A small (535 meters) near-Earth “rubble pile” asteroid. JAXA’s Hayabusa spacecraft briefly landed, collected tiny dust grains, and returned them to Earth in 2010—the first-ever asteroid sample return mission.

2867 Šteins

2867 Šteins

A small, diamond-shaped main belt asteroid about 5 km in diameter. The Rosetta spacecraft flew past it on its long journey to comet 67P, revealing a large impact crater and several smaller ones.

21 Lutetia

21 Lutetia

One of the largest asteroids visited, this 100 km main belt object puzzled scientists. Rosetta’s flyby showed it has an unusually high density, with features of both primitive and metallic asteroids.

4 Vesta

4 Vesta

The second-largest object in the main belt, Vesta is a 525 km protoplanet. The Dawn mission orbited it for over a year, revealing a complex world with giant mountains and deep canyons.

4179 Toutatis

4179 Toutatis

A 2.5 km near-Earth asteroid with a bizarre, elongated shape and a slow, tumbling rotation.
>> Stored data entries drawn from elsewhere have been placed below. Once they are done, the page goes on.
PR #766, opened 2023-10-06
gui: fix coin control input size accounting for taproot spends

theStack:
If manual coin control is used in the GUI, the input size accounting for P2TR is currently overshooting, as it still assumes P2WPKH (segwitv0) spends which have a larger witness, as ECDSA signatures are longer and the pubkey also has to be provided. Fix that by adding sizes depending on the witness version. Note that the total accounting including outputs is still off and there is some weird logic involved depending on whether SFFO is used, but it's (hopefully) a first step into the right direction.

### DIFF
--- a/src/qt/coincontroldialog.cpp
+++ b/src/qt/coincontroldialog.cpp
@@ -421,7 +421,19 @@ void CoinControlDialog::updateLabels(CCoinControl& m_coin_control, WalletModel *
         std::vector<unsigned char> witnessprogram;
         if (out.txout.scriptPubKey.IsWitnessProgram(witnessversion, witnessprogram))
         {
-            nBytesInputs += (32 + 4 + 1 + (107 / WITNESS_SCALE_FACTOR) + 4);
+            // add input skeleton bytes (outpoint, scriptSig size, nSequence)
+            nBytesInputs += (32 + 4 + 1 + 4);
+
+            if (witnessversion == 0) { // P2WPKH
+                // 1 WU (witness item count) + 72 WU (ECDSA signature with len byte) + 34 WU (pubkey with len byte)
+                nBytesInputs += 107 / WITNESS_SCALE_FACTOR;
+            } else if (witnessversion == 1) { // P2TR key-path spend
+                // 1 WU (witness item count) + 65 WU (Schnorr signature with len byte)
+                nBytesInputs += 66 / WITNESS_SCALE_FACTOR;
+            } else {
+                // not supported, should be unreachable
+                throw std::runtime_error("Trying to spend future segwit version script");
+            }
             fWitness = true;
         }
         else if(ExtractDestination(out.txout.scriptPubKey, address))


hebasto:
cc @achow101 @furszy @Sjors

src/qt/coincontroldialog.cpp
```diff
@@ -421,7 +421,19 @@ void CoinControlDialog::updateLabels(CCoinControl& m_coin_control, WalletModel *
         std::vector<unsigned char> witnessprogram;
         if (out.txout.scriptPubKey.IsWitnessProgram(witnessversion, witnessprogram))
         {
-            nBytesInputs += (32 + 4 + 1 + (107 / WITNESS_SCALE_FACTOR) + 4);
+            // add input skeleton bytes (outpoint, scriptSig size, nSequence)
+            nBytesInputs += (32 + 4 + 1 + 4);
```
MarnixCroes, line 425: bit of a nit: the outpoint is 36 [right](https://bitcoinops.org/en/tools/calc-size/)? maybe good to consolidate 32 and 4 or breakdown the _outpoint_ comment (into txid and vout index number) to prevent confusion?

MarnixCroes (commented):
nice catch.
Tested a bit, works as expected.

> Note that the total accounting including outputs is still off and there is some weird logic involved depending on whether SFFO is used, but it's (hopefully) a first step into the right direction.

Thanks for mentioning, I was a bit confused.

I'm not 100% sure about the exact number myself,
so cACK

src/qt/coincontroldialog.cpp
```diff
@@ -421,7 +421,19 @@ void CoinControlDialog::updateLabels(CCoinControl& m_coin_control, WalletModel *
...
+            if (witnessversion == 0) { // P2WPKH
+                // 1 WU (witness item count) + 72 WU (ECDSA signature with len byte) + 34 WU (pubkey with len byte)
+                nBytesInputs += 107 / WITNESS_SCALE_FACTOR;
+            } else if (witnessversion == 1) { // P2TR key-path spend
+                // 1 WU (witness item count) + 65 WU (Schnorr signature with len byte)
+                nBytesInputs += 66 / WITNESS_SCALE_FACTOR;
+            } else {
+                // not supported, should be unreachable
+                throw std::runtime_error("Trying to spend future segwit version script");
+            }
```
furszy, line 436: I don't think that throwing exception in the GUI for backend incompatibilities between releases is good. This will crash the app.
Instead, would be better to disable the fee, bytes, etc calculations and show "no information" in the labels when the version is unknown.

furszy (commented):
utACK 00a52e6394

src/qt/coincontroldialog.cpp
furszy: > I don't think it is supported to use a gui version of a different commit than the node?

Doesn't necessarily need to be a different commit. The supported witness version numbers are hardcoded above. If we add a new version, and for some reason the wallet opens (which is not supported atm), this will crash the app.

But, my comment was more general. Ideally, all these hardcoded size and fee calculations shouldn't be part of the gui code. The backend should provide the information and the gui should either present it or show something else denoting the "not enough information to calculate size/fee". Never throw an exception that crashes the app, gui developers shouldn't be aware of the wallet internals.

jarolrod (commented):
post merge ACK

It was visited by China’s Chang’e 2 probe in a mission extension after it completed its lunar exploration.

1 Ceres

1 Ceres

The largest object in the asteroid belt (946 km) and a dwarf planet. Dawn arrived after visiting Vesta, discovering mysterious bright spots of salt deposits in its craters, hinting at a subsurface ocean.

162173 Ryugu

162173 Ryugu

A diamond-shaped near-Earth asteroid about 900 meters in diameter. JAXA’s Hayabusa2 deployed rovers, collected subsurface samples using an impactor, and successfully returned them to Earth for analysis.

101955 Bennu

101955 Bennu

A small (490 meters), carbon-rich near-Earth asteroid. NASA’s OSIRIS-REx mapped its surprisingly rugged surface, collected a substantial sample that was returned to Earth in 2023, and discovered it ejects small particles.

486958 Arrokoth

486958 Arrokoth

The most distant object ever explored up close. This 36 km Kuiper Belt object is a “contact binary”—two gently merged lobes—offering a pristine glimpse into the solar system’s ancient formation.

65803 Didymos

65803 Didymos

The larger asteroid in a binary pair, about 780 meters in diameter. NASA’s DART spacecraft flew past Didymos to intentionally collide with its moonlet, Dimorphos, in a groundbreaking planetary defense test.

Dimorphos

Dimorphos

The 160-meter moonlet of asteroid Didymos. DART’s successful impact was the first-ever demonstration of a kinetic impactor to change an asteroid’s orbit, a key strategy for protecting Earth from potential threats.

152830 Dinkinesh

152830 Dinkinesh

A small main belt asteroid about 790 meters wide. The Lucy mission’s flyby revealed a surprise: Dinkinesh has its own moon, Selam, which is itself a rare “contact binary” of two smaller objects.